After finding the line containing "from httplib import HTTPConnection" below, please output that line and each following one through the line containing "drzoidberg33: Not so", exactly as written.

-- MATERIAL PROVIDED follows --

PR #217, opened 2015-09-29
If we fail to parse a response, log the uri

Hellowlol:
and the original response

### DIFF
--- a/plexpy/http_handler.py
+++ b/plexpy/http_handler.py
@@ -1,3 +1,6 @@
+#!/usr/bin/env python
+# -*- coding: utf-8 -*-
+
 # This file is part of PlexPy.
 #
 #  PlexPy is free software: you can redistribute it and/or modify
@@ -14,11 +17,10 @@
 #  along with PlexPy.  If not, see <http://www.gnu.org/licenses/>.
 
 from plexpy import logger, helpers
-
 from httplib import HTTPSConnection
 from httplib import HTTPConnection
-
 import ssl
+
 
 class HTTPHandler(object):
     """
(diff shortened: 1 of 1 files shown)


Hellowlol:
We try again :D

plexpy/http_handler.py
```diff
@@ -88,19 +88,25 @@ def make_request(self,
...
+                    else:
+                        output = request_content
+    
+                    if return_type:
+                        return output, content_type
+    
+                    return output
+                    
+                except Exception as e:
+                    logger.warn(u"Failed format response from uri %s to %s error %s. The original response was %s" % (uri, output_format, e, request_content))
```
drzoidberg33: Not so sure we should log `request_content` here. That may be a very large amount of text.

Hellowlol: Yes, but the its easy to see where is went wrong then. But its up to you. We should change the memory log too, its like having a memory leak.

But your the man, if you want it removed, let me know.

drzoidberg33: Ye, I don't want an entire xml dump being pushed into one line of the log. If you want to dump the xml then rather dump it to a separate file.

Hellowlol:
done

plexpy/http_handler.py
```diff
@@ -88,19 +90,25 @@ def make_request(self,
...
+
+                    if return_type:
+                        return output, content_type
+
+                    return output
 
-                if return_type:
-                    return output, content_type
+                except Exception as e:
+                    logger.warn(u"Failed format response from uri %s to %s error %s" % (uri, output_format))
```
drzoidberg33: You're missing an argument here. `e` is not being passed.

Hellowlol: lol, sorry, it got late yesterday.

-- MATERIAL PROVIDED concluded --

■ **RESPONSE TO THE TASK**
 from httplib import HTTPConnection
-
 import ssl
+
 
 class HTTPHandler(object):
     """
(diff shortened: 1 of 1 files shown)


Hellowlol:
We try again :D

plexpy/http_handler.py
```diff
@@ -88,19 +88,25 @@ def make_request(self,
...
+                    else:
+                        output = request_content
+    
+                    if return_type:
+                        return output, content_type
+    
+                    return output
+                    
+                except Exception as e:
+                    logger.warn(u"Failed format response from uri %s to %s error %s. The original response was %s" % (uri, output_format, e, request_content))
```
drzoidberg33: Not so sure we should log `request_content` here. That may be a very large amount of text.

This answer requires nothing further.